(Collected data)
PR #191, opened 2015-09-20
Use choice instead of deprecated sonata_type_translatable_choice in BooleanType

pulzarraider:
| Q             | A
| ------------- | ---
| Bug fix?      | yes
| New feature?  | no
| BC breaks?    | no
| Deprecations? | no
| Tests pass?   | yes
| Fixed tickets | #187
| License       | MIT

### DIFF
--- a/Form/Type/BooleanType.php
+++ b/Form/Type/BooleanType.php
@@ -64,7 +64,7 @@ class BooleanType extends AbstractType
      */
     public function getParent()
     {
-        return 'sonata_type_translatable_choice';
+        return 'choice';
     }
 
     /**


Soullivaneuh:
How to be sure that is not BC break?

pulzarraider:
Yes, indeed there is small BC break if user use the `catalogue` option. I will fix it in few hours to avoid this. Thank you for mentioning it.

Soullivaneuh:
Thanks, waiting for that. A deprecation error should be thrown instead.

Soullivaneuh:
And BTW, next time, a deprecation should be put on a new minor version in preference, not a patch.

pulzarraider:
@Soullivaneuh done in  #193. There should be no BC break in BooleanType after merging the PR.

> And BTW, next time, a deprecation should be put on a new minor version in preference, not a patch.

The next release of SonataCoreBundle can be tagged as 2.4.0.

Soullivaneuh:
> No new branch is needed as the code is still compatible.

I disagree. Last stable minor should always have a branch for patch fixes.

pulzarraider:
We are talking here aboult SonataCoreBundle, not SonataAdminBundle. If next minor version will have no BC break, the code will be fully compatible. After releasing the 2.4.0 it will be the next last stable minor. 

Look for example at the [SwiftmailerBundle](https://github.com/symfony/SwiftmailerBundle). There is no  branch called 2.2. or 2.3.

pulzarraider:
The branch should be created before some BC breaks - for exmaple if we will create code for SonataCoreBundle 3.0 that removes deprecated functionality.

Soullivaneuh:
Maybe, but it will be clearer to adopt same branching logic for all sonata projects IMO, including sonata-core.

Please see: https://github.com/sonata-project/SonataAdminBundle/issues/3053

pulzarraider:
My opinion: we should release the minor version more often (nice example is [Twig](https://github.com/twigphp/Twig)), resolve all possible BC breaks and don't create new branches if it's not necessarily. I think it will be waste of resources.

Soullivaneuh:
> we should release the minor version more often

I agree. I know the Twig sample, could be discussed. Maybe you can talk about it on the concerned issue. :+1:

---

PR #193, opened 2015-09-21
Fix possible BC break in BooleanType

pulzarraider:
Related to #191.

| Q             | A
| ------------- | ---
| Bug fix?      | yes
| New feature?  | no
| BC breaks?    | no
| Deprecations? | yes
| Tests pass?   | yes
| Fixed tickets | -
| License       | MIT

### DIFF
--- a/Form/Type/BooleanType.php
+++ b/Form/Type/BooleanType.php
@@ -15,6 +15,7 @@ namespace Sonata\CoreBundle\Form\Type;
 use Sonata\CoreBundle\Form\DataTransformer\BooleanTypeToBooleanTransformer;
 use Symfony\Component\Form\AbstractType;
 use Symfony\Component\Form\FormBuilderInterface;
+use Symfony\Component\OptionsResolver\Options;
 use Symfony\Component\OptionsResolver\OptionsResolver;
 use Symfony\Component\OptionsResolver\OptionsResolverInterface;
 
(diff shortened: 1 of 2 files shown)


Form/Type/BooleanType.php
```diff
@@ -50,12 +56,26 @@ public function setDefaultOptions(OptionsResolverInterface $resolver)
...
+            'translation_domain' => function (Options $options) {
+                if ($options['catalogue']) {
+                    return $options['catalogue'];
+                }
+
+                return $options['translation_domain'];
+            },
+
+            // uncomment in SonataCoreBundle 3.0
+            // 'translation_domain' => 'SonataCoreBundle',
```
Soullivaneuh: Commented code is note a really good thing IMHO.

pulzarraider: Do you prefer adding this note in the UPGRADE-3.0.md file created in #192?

...

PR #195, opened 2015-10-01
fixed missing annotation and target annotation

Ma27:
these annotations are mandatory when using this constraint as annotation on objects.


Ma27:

Task to complete → If a line in the data above contains "https", return that line.

Answer to this task →
Look for example at the [SwiftmailerBundle](https://github.com/symfony/SwiftmailerBundle). There is no  branch called 2.2. or 2.3.
Please see: https://github.com/sonata-project/SonataAdminBundle/issues/3053
My opinion: we should release the minor version more often (nice example is [Twig](https://github.com/twigphp/Twig)), resolve all possible BC breaks and don't create new branches if it's not necessarily. I think it will be waste of resources.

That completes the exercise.